In the family Hominidae, molars generally have five main cusps, arranged in a Y-5 pattern. Importantly, because the fifth cusp (or hypoconulid) is consistently expressed in M1-M2 in this clade, it is not considered to be an accessory feature and is included as a ‘hypoconulid’ in the following schematics. Further dialogue regarding the inclusion of the term hypoconulid in this clade follows in the discussion. In addition to these five cusps, the variable presence of a tuberculum sextum and tuberculum intermedium are commonly reported in certain members of this clade. Swindler (2002) reports that Gorilla have the highest frequency of C6, while Pongo have the least. Previous studies of dental trait expression at the EDJ have provided a more detailed analysis of C6 and C7 expression in hominoids, noting variation in the placement of the accessory dentine horns on their respective marginal ridges, as well as observations of double C6 in some Homininae specimens (Skinner et al., 2008). The current variation schematic can therefore be summarized as a tooth crown with four primary cusps, a variable C7 cusp, and multiple potential C6 cusps (Fig. 18A).

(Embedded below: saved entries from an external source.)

PR #714, opened 2023-12-02
feat: add document search to the command menu

kritarth2121:


Mythie:

https://documen.so/cla

kritarth2121:
> 
> https://documen.so/cla

Accepted it now :)

apps/web/src/components/(dashboard)/common/command-menu.tsx
```diff
@@ -53,6 +55,33 @@ export function CommandMenu({ open, onOpenChange }: CommandMenuProps) {
...
+
+  const debouncedSearchString = useDebouncedValue(search, 1000);
+  const { isLoading: isSearchingDocuments, refetch: findDocuments } =
+    trpc.document.searchDocuments.useQuery(
+      {
+        query: search,
+      },
+      {
+        enabled: search !== '',
+        onSuccess: (data) => {
```
Mythie, line 70: These hooks will be deprecated in future versions of react-query and so we should avoid them 😄

Mythie:
I've noticed that this is mostly the same code as #713 almost to the letter, I'd suggest teaming up with @ksushant6566 if possible to make the claim.

If this does get across the line I'll likely still have to give the bounty to Sushant and award you a secondary smaller amount since it looks like this is mostly his code.

kritarth2121:
> I've noticed that this is mostly the same code as #713 almost to the letter, I'd suggest teaming up with @ksushant6566 if possible to make the claim.
> 
> If this does get across the line I'll likely still have to give the bounty to Sushant and award you a secondary smaller amount since it looks like this is mostly his code.

As you said, you will give a bounty to him I worked on it mostly, and I would like to add one point to it as well, which can help in the feature.

The cmdk command **filters** based on whether the label contains a string sequence of search terms in order, but not necessarily right next to each other, but the filter we have implemented takes into account that substring should be right next to each other, Else it will not filter it.

This feature can be implemented with regex, if you want I can build it in this.
@Mythie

Our observations corroborate the presence of multiple DMACs on the distal ridge between the hypoconulid and entoconid of some Homininae molars (Figs. 18C and 18D). Assuming that the larger of the two distal cusps is the hypoconulid, Fig. 18D demonstrates the rare presence of a DMAC between the hypoconulid and hypoconid. While variation in the patterning and placement of these cusps may reflect developmental differences in their formation and expression, we still consider the use of the term DMAC for all distal accessory cusps appropriate as it does not intend to imply homology. In addition to DMAC expression, we also note the presence of LMACs in several of our Hominidae sample. Figs. 18E and 18F demonstrate the presence of single LMACs in a Homo sapiens and Gorilla gorilla specimen respectively. No other accessory features were observed. As such, the new schematic of Hominidae lower molars does not include any new features but does replace C6 and C7 terms with the more appropriate DMAC and LMAC designations (Fig. 18B).

In the family Hylobatidae, the lower molars possess five cusps, a narrow trigonid, and a more spacious talonid basin. Reports of a Y-5 pattern follow frequencies of roughly 100% in LM1, and 97% in LM2 (Frisch, 1965; Swindler, 2002). Swindler (2002) reports tuberculum intermedium expression of 0.07% in LM1 and 18% in LM2 in a sample of Hylobates molars. Tuberculum sextum presence, or any other form of accessory trait expression, was not discussed. The current variation schematic can be summarized as a crown with four primary cusps, a prominent hypoconulid, and a potential tuberculum intermedium (Fig. 19A). From our observations, we identify the presence of a small DMAC between the hypoconulid and entoconid in a Hylobates muelleri M2 (Fig. 19C), and a single example of a very mesially-positioned LMAC in Hylobates muelleri M1 (Fig. 19D). No dentine horns beyond the five primary cusps were observed in our Symphalangus sample (Figs. 19E and 19F). Figure 19B represents the new schematic of Hylobatidae lower molars that we consider to represent a better reflection of crown patterning in this clade.